This briefing document analyzes the logic puzzle "Cheryl's Birthday," its sequel, and a related variant. The document explores the origins of the puzzle, presents the puzzle statement and solution, examines a common incorrect solution, and discusses subsequent iterations of the puzzle.

Origins

"Cheryl's Birthday" is a knowledge puzzle that gained widespread attention in 2015 after being posted online by Singaporean television personality Kenneth Kong. The puzzle, authored by Dr. Joseph Yeo Boon Wooi, was initially part of the 2015 Singapore and Asian Schools Math Olympiad (SASMO), intended for high-performing 14-year-old students.

The Puzzle

The puzzle presents a scenario where a girl named Cheryl provides her new friends, Albert and Bernard, with clues to determine her birthday from a list of ten possible dates:

• May 15, May 16, May 19
• June 17, June 18
• July 14, July 16
• August 14, August 15, August 17

Cheryl tells Albert only the month of her birthday and Bernard only the day. The following conversation then takes place:

• Albert: I don't know when Cheryl's birthday is, but I know that Bernard doesn't know too.
• Bernard: At first I didn't know when Cheryl's birthday is, but I know now.
• Albert: Then I also know when Cheryl's birthday is.

The puzzle asks for Cheryl's birthday.

Solution

The solution is July 16th, derived through a process of elimination and deductive reasoning:

1. Albert's Statement: Albert's statement indicates that he received either July or August, as these months contain multiple possible dates, preventing Bernard from immediately knowing the birthday.
2. Bernard's Statement: Bernard then deduces that Albert must have either July or August. Since Bernard now knows the birthday, he must have been given the day 15, 16, or 17, as these days only appear in one of the possible months.
3. Albert's Deduction: With this new information, Albert can determine the birthday. If Albert had August, he would still be unsure. Therefore, Albert must have July, and the only remaining date in July is the 16th.

Incorrect Solution

A common incorrect solution is August 17th. This arises from neglecting the crucial information conveyed in the latter part of Albert's first statement: "I know that Bernard doesn't know too." This implies that Albert received a month that does not contain unique days like 18 or 19, leading Bernard to eliminate May and June and arrive at a unique date.

Sequels and Variants

Following the viral success of "Cheryl's Birthday," sequels and variations emerged. One sequel, "Cheryl's Age," introduces the ages of Cheryl's two younger brothers and involves deducing Cheryl's age based on the product and sum of their ages.

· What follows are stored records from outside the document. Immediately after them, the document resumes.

PR #7454, opened 2024-03-27
Issue/deadlock on boot

wouterdb:
# Description

Fix deadlock on server boot

This is a bit subtle because:
1. lsm validation listener is blocking 
2. lsm validation listener calls request compile

So the process has to be non-blocking both ways (boot can not block new requests, listeners can not block boot)  and order preserving (listener goes before compile, compiles go in order)

# Self Check:

- [x] Changelog entry

### DIFF
--- a/src/inmanta/server/services/compilerservice.py
+++ b/src/inmanta/server/services/compilerservice.py
@@ -814,7 +814,7 @@ class CompilerService(ServerSlice, environmentservice.EnvironmentListener):
             return
         env: Optional[data.Environment] = await data.Environment.get_by_id(environment)
         if env is None:
-            LOGGER.warning("Can't dequeue compile: environment %s does not exist" % environment)
+            LOGGER.warning("Can't dequeue compile: environment %s does not exist", environment)
             return
         if not env.halted and (compile.environment not in self._recompiles or self._recompiles[compile.environment].done()):
             task = self.add_background_task(self._run(compile))
--- a/src/inmanta/server/services/compilerservice.py
+++ b/src/inmanta/server/services/compilerservice.py
@@ -790,14 +790,35 @@ class CompilerService(ServerSlice, environmentservice.EnvironmentListener):
             unhandled = await data.Compile.get_unhandled_compiles()
             for u in unhandled:
                 await self._notify_listeners(u)
-            # We are ready to start!
-            self.fully_ready = True
             # one run per env max to get started
             runs = await data.Compile.get_next_run_all()
-            for run in runs:
-                await self._queue(run)
+
+            # prevent races by holding global lock
+            async with self._global_lock:
+                # We are ready to start!
+                self.fully_ready = True
+                for run in runs:
+                    await self.__queue_no_lock(run.environment, run)
 
         self.add_background_task(sub_recovery())
+
+    async def __queue_no_lock(self, environment: uuid.UUID, compile: data.Compile) -> None:
+        """
+        Internal helper that starts the next task if required
+
+
+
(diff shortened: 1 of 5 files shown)


src/inmanta/server/services/compilerservice.py
```diff
@@ -515,9 +515,14 @@ class CompilerService(ServerSlice, environmentservice.EnvironmentListener):
     def __init__(self) -> None:
         super().__init__(SLICE_COMPILER)
         self._recompiles: dict[uuid.UUID, Task[None | Result]] = {}
+
         self._global_lock = asyncio.locks.Lock()
+        # boolean indicating when everything is up and processing can start
```
sanderr, line 520:
```suggestion
        # boolean indicating when everything is up and compile execution can start
```
If I understand correctly this determines only if we are ready to start executing compiles, not whether the service is ready to receive requests or anything like that. Right?

sanderr (approved):

arnaudsjs (changes requested):

src/inmanta/server/services/compilerservice.py
wouterdb: correct

src/inmanta/server/services/compilerservice.py
```diff
@@ -774,15 +781,23 @@ async def _sub_notify() -> None:
...
+        async def sub_recovery() -> None:
+            unhandled = await data.Compile.get_unhandled_compiles()
+            for u in unhandled:
+                await self._notify_listeners(u)
+            # We are ready to start!
+            self.fully_ready = True
+            # one run per env max to get started
+            runs = await data.Compile.get_next_run_all()
+            for run in runs:
+                await self._queue(run)
```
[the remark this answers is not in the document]
wouterdb: thx, missed that one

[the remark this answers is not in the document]
sanderr: Could you elaborate? `_queue` does not actually schedule the compile if another is already in progress.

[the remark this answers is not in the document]
wouterdb: replaced

src/inmanta/server/services/compilerservice.py
```diff
@@ -774,15 +781,44 @@ async def _sub_notify() -> None:
...
+
+
+
+            Must be called under the _global_lock
+        """
+        if self.is_stopping():
+            return
+        env: Optional[data.Environment] = await data.Environment.get_by_id(environment)
+        if env is None:
+            LOGGER.warning("Can't dequeue compile: environment %s does not exist" % environment)
```
arnaudsjs, line 817:
```suggestion
            LOGGER.warning("Can't dequeue compile: environment %s does not exist", environment)
```

src/inmanta/server/services/compilerservice.py
```diff
@@ -774,15 +781,44 @@ async def _sub_notify() -> None:
...
+            # prevent races by holding global lock
+            async with self._global_lock:
+                # We are ready to start!
+                self.fully_ready = True
+                for run in runs:
+                    await self.__queue_no_lock(run.environment, run)
+
+        self.add_background_task(sub_recovery())
+
+    async def __queue_no_lock(self, environment: uuid.UUID, compile: data.Compile) -> None:
```
arnaudsjs, line 805: Is there a reason why `_queue()` doesn't call into this method? Now this code is duplicates across two methods.

arnaudsjs (changes requested):

arnaudsjs (approved):

PR #7466, opened 2024-03-28
Re-Added inline compile listeners

wouterdb:
# Description

Re-revert #7462 

Contains additional fixes not present in first 2 PR's 

For after the release


sanderr (approved):

src/inmanta/server/services/compilerservice.py
```diff
@@ -763,21 +781,57 @@ async def notify(listener: CompileStateListener) -> None:
...
+        # we run the recovery and start in the background to prevent deadlocks with sync handlers
+        async def sub_recovery() -> None:
+            unhandled = await data.Compile.get_unhandled_compiles()
+            for u in unhandled:
+                await self._notify_listeners(u)
+            # one run per env max to get started
+            runs = await data.Compile.get_next_run_all()
+
+            # prevent races by holding global lock
+            async with self._global_lock:
```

Another iteration, "Denise's Revenge," involves a new character, Denise, and expands the list of possible birthdays to twenty dates, each with a month, day, and year. The puzzle follows a similar structure of logical deduction based on the characters' statements.

Conclusion

"Cheryl's Birthday" exemplifies the power of logical deduction and careful consideration of seemingly insignificant information within a puzzle. The puzzle and its variants showcase how seemingly simple premises can lead to complex and engaging challenges.